These state certifications follow receipt of CLIA certification from U.S. Department of Health and Human Services’ Centers for Medicare and Medicaid Services (CMS) that now allow MetaStat to accept clinical samples from 48 states.
Douglas A. Hamilton, MetaStat’s President and Chief Executive Officer stated “Receiving these state licenses coupled with our recently announced positive analytical and clinical validation studies for the MetaSite Breast™ test are important steps towards commercialization.”
Results from a clinical study led by ECOG-ACRIN Cancer Research Group, presented at the 39th San Antonio Breast Cancer Symposium (SABCS) in December 2016, found the MetaSite Breast test was able to identify patients at greater risk of distant cancer metastasis who had low Oncotype DX Recurrence Score results.

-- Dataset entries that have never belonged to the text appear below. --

PR #3831, opened 2021-10-14
Launch endpoints refactor

inlined:
Aggregated changes for the Endpoints refactor. This change replaces FunctionSpec/PubSubSpec/ScheduleSpc with Endpoint. Endpoint is also loosely what we parse now for the v1alpha1 container contract, though we use a slightly different type (no `id` or `project` and 1region1 is an optional array).

Some product changes:
1. We have a platform for new types of triggers not supported by GCS (i.e. you can update `backend.Triggered` to include a new type union)
2. Deployments are fully regional
3. Deletes only happen after creates and updates succeed
4. We have more and better error messages
5. We have lots more unit testing!


taeold (approved):
🔥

Results from a Kaiser Permanente Cohort Study demonstrated MetaSite Breast™ score was a statically significant predictor of distant metastasis and a binary cutpoint was able to discriminate high and low risk patient groups.
Mr. Hamilton continued “MetaStat plans to build on these positive data and evaluate MetaSite Breast in additional studies to demonstrate that it can add complementary prognostic information to multiparameter gene panel assays. Expanding our clinical state licenses is an exciting step forward.”
CMS regulates all clinical laboratory testing at over 254,000 sites in U.S. through the Clinical Laboratory Improvement Amendments (CLIA) of 1988. This regulation was enacted to ensure consistent, accurate and reliable test results reporting from clinical laboratories across the country used for the diagnosis, treatment, and/or prognosis of disease in human subjects.
The MetaSite Breast test is intended for use in patients with early stage invasive breast cancer who have node-negative or node-positive, Hormone Receptor (HR)-positive, HER2-negative disease. Clinical studies have demonstrated the MetaSite score (MS) is significantly associated with increased risk of cancer metastasis.
MetaSite Breast is an analytically validated, fully automated digital pathology/image analysis assay that identifies Mena expressing tumor cells in direct contact with CD68+ perivascular macrophages and CD31+ endothelial cells (“MetaSites”).
MetaSites have been shown to be the portal of entry for cancer cells into the blood stream contributing to the development of cancer metastasis.